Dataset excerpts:
▬▬▬▬▬▬▬▬▬▬

PR #1925, opened 2021-01-02
Speed up epoch transition using persistent vector

### LINKED ISSUE #1761: Improve validator exit process

### LINKED ISSUE #1789: POC: Create a StateTransitionBeaconState

### LINKED ISSUE #1878: Explore Epoch Transition Speedups
Profile epoch transition, explore what can be done to speed it up.
Eg: Create flattened validators with fast iteration through all validator fields at once.

twoeths:
resolves #1789, resolves #1878, and resolves #1761

+ Create a CachedValidatorsBeaconState that cache validators using persistent vector (see https://github.com/tuyennhv/persistent-ts/pull/1) and use it everywhere
+ Persistent vector is an immutable data structure, similar to the persistent-merkle-tree we used: it shares a lot of data across beacon state since validators are rarely changed and it has cheap `clone()`
+ Persistent vector loop speed is comparable to regular javascript array loop while it's slow if we loop through `TreeBacked<BeaconState>.validators`
+ When we want to mutate validators inside state, use `setValidator()` and `addValidator()` instead of accessing `validators` directly
+ Average epoch transition time in my local environment for Pyrmont sync was reduced from `3.5s-4.2s` to `1.2s-1.6s`. This should speed up the validator exit process too.
## Testing
+ Pyrmont: synced from slot 0 to head and stay synced for more than 4 hours (tested 2 times)
+ Don't see any memory differences during Pyrmont sync
+ Performance tests

|test|master|this branch|
|----|------|-----------|
|prepareEpochProcessState|1500|100|
|process block of 16 validator exits|6000|200|
|transition - 32 slots|2800|1100|
|transition - 64 slots|5300|2200|
|transition - 128 slots|11000|4300|

## TODO
+ Persistent vector was started from https://github.com/cronokirby/persistent-ts, we should consider having a separate repository for it or just have a separate package like in this PR

### DIFF
--- a/packages/lodestar-beacon-state-transition/src/fast/util/interface.ts
+++ b/packages/lodestar-beacon-state-transition/src/fast/util/interface.ts
@@ -1,6 +1,8 @@
 import {IReadonlyEpochShuffling} from ".";
-import {ValidatorIndex, Slot} from "@chainsafe/lodestar-types";
-import {ByteVector} from "@chainsafe/ssz";
+import {ValidatorIndex, Slot, BeaconState, Validator} from "@chainsafe/lodestar-types";
+import {ByteVector, readOnlyForEach} from "@chainsafe/ssz";
+import {createIFlatValidator, IFlatValidator} from "./flatValidator";
+import {config} from "@chainsafe/lodestar-config/lib/presets/mainnet";
 
 /**
  * Readonly interface for EpochContext.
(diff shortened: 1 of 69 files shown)


packages/lodestar-beacon-state-transition/src/fast/util/interface.ts
```diff
@@ -12,3 +15,128 @@ export type ReadonlyEpochContext = {
...
+ * Instead of accessing `validators` array directly inside BeaconState, use:
+ * + flatValidators() for the loop
+ * + setValidator() for an update
+ * + addValidator() for a creation
+ * that'd update both the cached validators and the one in the original state.
+ */
+// eslint-disable-next-line @typescript-eslint/naming-convention
+export interface CachedValidatorsBeaconState extends BeaconState {
+  flatValidators(): Vector<IFlatValidator>;
+  setValidator(i: ValidatorIndex, value: Partial<IFlatValidator>): void;
```
mpetrunic: updateValidator?

packages/lodestar-beacon-state-transition/src/fast/util/interface.ts
```diff
@@ -12,3 +15,128 @@ export type ReadonlyEpochContext = {
...
+}
+
+/**
+ * Looping through validators inside TreeBacked<BeaconState> is so expensive.
+ * Cache validators from TreeBacked<BeaconState> using a persistent vector for efficiency.
+ * When write, write to both the cache and TreeBacked.
+ * When read, just return the cache.
+ */
+export class CachedValidatorsBeaconState {
+  // this is for the proxy handler, not for the external use
```
mpetrunic: why not make it private then?

packages/lodestar-beacon-state-transition/src/fast/util/interface.ts
```diff
@@ -12,3 +15,128 @@ export type ReadonlyEpochContext = {
...
+      this._cachedValidators = this._cachedValidators.set(i, {...validator!, ...value});
+    }
+    const validator = this._state.validators[i];
+    if (value.activationEligibilityEpoch !== undefined)
+      validator.activationEligibilityEpoch = value.activationEligibilityEpoch;
+    if (value.activationEpoch !== undefined) validator.activationEpoch = value.activationEpoch;
+    if (value.effectiveBalance !== undefined) validator.effectiveBalance = value.effectiveBalance;
+    if (value.exitEpoch !== undefined) validator.exitEpoch = value.exitEpoch;
+    if (value.slashed !== undefined) validator.slashed = value.slashed;
+    if (value.withdrawableEpoch !== undefined) validator.withdrawableEpoch = value.withdrawableEpoch;
```
mpetrunic: Can't we replace all those if-elses with `Object.assign(validator, value)`. This won't create new instance and it will automatically update it in array? 

It also reduces chance that we forget to update this in case some new prop comes along

packages/lodestar-beacon-state-transition/src/fast/util/persistentVector.ts
```diff
@@ -0,0 +1,332 @@
+/* eslint-disable @typescript-eslint/naming-convention */
+const BIT_WIDTH = 5;
```
mpetrunic: maybe move this to separate package in monorepo so it's easier to move to separate repository?

packages/lodestar-beacon-state-transition/src/fast/util/persistentVector.ts
```diff
@@ -0,0 +1,332 @@
...
+
+function isFullBranch(length: number): boolean {
+  return (
+    // initially we initialize Vector with an empty branch (DEFAULT_LEVEL_SHIFT)
+    // length === 1 << 5 ||
+    length === 1 << 10 || length === 1 << 15 || length === 1 << 20 || length === 1 << 25 || length === 1 << 30
+  );
+}
+
+interface VLeaf<T> {
```
mpetrunic: What's up with V prefix. Aren't we using I everywhere?

packages/lodestar-beacon-state-transition/src/fast/util/interface.ts
twoeths: thanks that's a good ideas, it works (I thought it doesn't initially so I have to check each property), unit tests passed.

packages/lodestar-beacon-state-transition/src/fast/util/persistentVector.ts
twoeths: V may stands for `Vector`, that's the upstream implementation, will fix it

mpetrunic (approved):

dapplion (approved):
Awesome work! Looks great. I would vote for `@chainsafe/persistent-ts` to be eventually spin-out into a different repo

wemeetagain (approved):
This is great, we should merge for now.

Going forward, we should take some time to possibly re-organize the beacon state, validator cache, epoch context, epoch process, etc. as needed.

This is mainly an issue of how we organize the various datastructures (`BeaconState`, `CachedValidatorsBeaconState`, `EpochContext`, `EpochProcess`, `IStateContext`). I'm not sure what the right organization is (possibly no re-organization needed) but what we have seems to be getting more cluttered as we've added more and more optimizations. We have several nested datastructures that are all related to the beacon state / epoch state.

My hunch is that we may be able to expand the `CachedValidatorBeaconState` to be more of a general `CachedBeaconState` at the 'top-level', like `IStateContext`, which exposes the `BeaconState` + extra methods, with various caches 'under the hood' (each cache using 'persistent-ts' or similar for cheap cloning).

▬▬▬▬▬▬▬▬▬▬

Give every record again, exactly as it appears.

▶ _TASK OUTPUT_
PR #1925, opened 2021-01-02
Speed up epoch transition using persistent vector

### LINKED ISSUE #1761: Improve validator exit process

### LINKED ISSUE #1789: POC: Create a StateTransitionBeaconState

### LINKED ISSUE #1878: Explore Epoch Transition Speedups
Profile epoch transition, explore what can be done to speed it up.
Eg: Create flattened validators with fast iteration through all validator fields at once.

twoeths:
resolves #1789, resolves #1878, and resolves #1761

+ Create a CachedValidatorsBeaconState that cache validators using persistent vector (see https://github.com/tuyennhv/persistent-ts/pull/1) and use it everywhere
+ Persistent vector is an immutable data structure, similar to the persistent-merkle-tree we used: it shares a lot of data across beacon state since validators are rarely changed and it has cheap `clone()`
+ Persistent vector loop speed is comparable to regular javascript array loop while it's slow if we loop through `TreeBacked<BeaconState>.validators`
+ When we want to mutate validators inside state, use `setValidator()` and `addValidator()` instead of accessing `validators` directly
+ Average epoch transition time in my local environment for Pyrmont sync was reduced from `3.5s-4.2s` to `1.2s-1.6s`. This should speed up the validator exit process too.
## Testing
+ Pyrmont: synced from slot 0 to head and stay synced for more than 4 hours (tested 2 times)
+ Don't see any memory differences during Pyrmont sync
+ Performance tests

|test|master|this branch|
|----|------|-----------|
|prepareEpochProcessState|1500|100|
|process block of 16 validator exits|6000|200|
|transition - 32 slots|2800|1100|
|transition - 64 slots|5300|2200|
|transition - 128 slots|11000|4300|

## TODO
+ Persistent vector was started from https://github.com/cronokirby/persistent-ts, we should consider having a separate repository for it or just have a separate package like in this PR

### DIFF
--- a/packages/lodestar-beacon-state-transition/src/fast/util/interface.ts
+++ b/packages/lodestar-beacon-state-transition/src/fast/util/interface.ts
@@ -1,6 +1,8 @@
 import {IReadonlyEpochShuffling} from ".";
-import {ValidatorIndex, Slot} from "@chainsafe/lodestar-types";
-import {ByteVector} from "@chainsafe/ssz";
+import {ValidatorIndex, Slot, BeaconState, Validator} from "@chainsafe/lodestar-types";
+import {ByteVector, readOnlyForEach} from "@chainsafe/ssz";
+import {createIFlatValidator, IFlatValidator} from "./flatValidator";
+import {config} from "@chainsafe/lodestar-config/lib/presets/mainnet";
 
 /**
  * Readonly interface for EpochContext.
(diff shortened: 1 of 69 files shown)


packages/lodestar-beacon-state-transition/src/fast/util/interface.ts
```diff
@@ -12,3 +15,128 @@ export type ReadonlyEpochContext = {
...
+ * Instead of accessing `validators` array directly inside BeaconState, use:
+ * + flatValidators() for the loop
+ * + setValidator() for an update
+ * + addValidator() for a creation
+ * that'd update both the cached validators and the one in the original state.
+ */
+// eslint-disable-next-line @typescript-eslint/naming-convention
+export interface CachedValidatorsBeaconState extends BeaconState {
+  flatValidators(): Vector<IFlatValidator>;
+  setValidator(i: ValidatorIndex, value: Partial<IFlatValidator>): void;
```
mpetrunic: updateValidator?

packages/lodestar-beacon-state-transition/src/fast/util/interface.ts
```diff
@@ -12,3 +15,128 @@ export type ReadonlyEpochContext = {
...
+}
+
+/**
+ * Looping through validators inside TreeBacked<BeaconState> is so expensive.
+ * Cache validators from TreeBacked<BeaconState> using a persistent vector for efficiency.
+ * When write, write to both the cache and TreeBacked.
+ * When read, just return the cache.
+ */
+export class CachedValidatorsBeaconState {
+  // this is for the proxy handler, not for the external use
```
mpetrunic: why not make it private then?

packages/lodestar-beacon-state-transition/src/fast/util/interface.ts
```diff
@@ -12,3 +15,128 @@ export type ReadonlyEpochContext = {
...
+      this._cachedValidators = this._cachedValidators.set(i, {...validator!, ...value});
+    }
+    const validator = this._state.validators[i];
+    if (value.activationEligibilityEpoch !== undefined)
+      validator.activationEligibilityEpoch = value.activationEligibilityEpoch;
+    if (value.activationEpoch !== undefined) validator.activationEpoch = value.activationEpoch;
+    if (value.effectiveBalance !== undefined) validator.effectiveBalance = value.effectiveBalance;
+    if (value.exitEpoch !== undefined) validator.exitEpoch = value.exitEpoch;
+    if (value.slashed !== undefined) validator.slashed = value.slashed;
+    if (value.withdrawableEpoch !== undefined) validator.withdrawableEpoch = value.withdrawableEpoch;
```
mpetrunic: Can't we replace all those if-elses with `Object.assign(validator, value)`. This won't create new instance and it will automatically update it in array? 

It also reduces chance that we forget to update this in case some new prop comes along

packages/lodestar-beacon-state-transition/src/fast/util/persistentVector.ts
```diff
@@ -0,0 +1,332 @@
+/* eslint-disable @typescript-eslint/naming-convention */
+const BIT_WIDTH = 5;
```
mpetrunic: maybe move this to separate package in monorepo so it's easier to move to separate repository?

packages/lodestar-beacon-state-transition/src/fast/util/persistentVector.ts
```diff
@@ -0,0 +1,332 @@
...
+
+function isFullBranch(length: number): boolean {
+  return (
+    // initially we initialize Vector with an empty branch (DEFAULT_LEVEL_SHIFT)
+    // length === 1 << 5 ||
+    length === 1 << 10 || length === 1 << 15 || length === 1 << 20 || length === 1 << 25 || length === 1 << 30
+  );
+}
+
+interface VLeaf<T> {
```
mpetrunic: What's up with V prefix. Aren't we using I everywhere?

packages/lodestar-beacon-state-transition/src/fast/util/interface.ts
twoeths: thanks that's a good ideas, it works (I thought it doesn't initially so I have to check each property), unit tests passed.

packages/lodestar-beacon-state-transition/src/fast/util/persistentVector.ts
twoeths: V may stands for `Vector`, that's the upstream implementation, will fix it

mpetrunic (approved):

dapplion (approved):
Awesome work! Looks great. I would vote for `@chainsafe/persistent-ts` to be eventually spin-out into a different repo

wemeetagain (approved):
This is great, we should merge for now.

Going forward, we should take some time to possibly re-organize the beacon state, validator cache, epoch context, epoch process, etc. as needed.

This is mainly an issue of how we organize the various datastructures (`BeaconState`, `CachedValidatorsBeaconState`, `EpochContext`, `EpochProcess`, `IStateContext`). I'm not sure what the right organization is (possibly no re-organization needed) but what we have seems to be getting more cluttered as we've added more and more optimizations. We have several nested datastructures that are all related to the beacon state / epoch state.

My hunch is that we may be able to expand the `CachedValidatorBeaconState` to be more of a general `CachedBeaconState` at the 'top-level', like `IStateContext`, which exposes the `BeaconState` + extra methods, with various caches 'under the hood' (each cache using 'persistent-ts' or similar for cheap cloning).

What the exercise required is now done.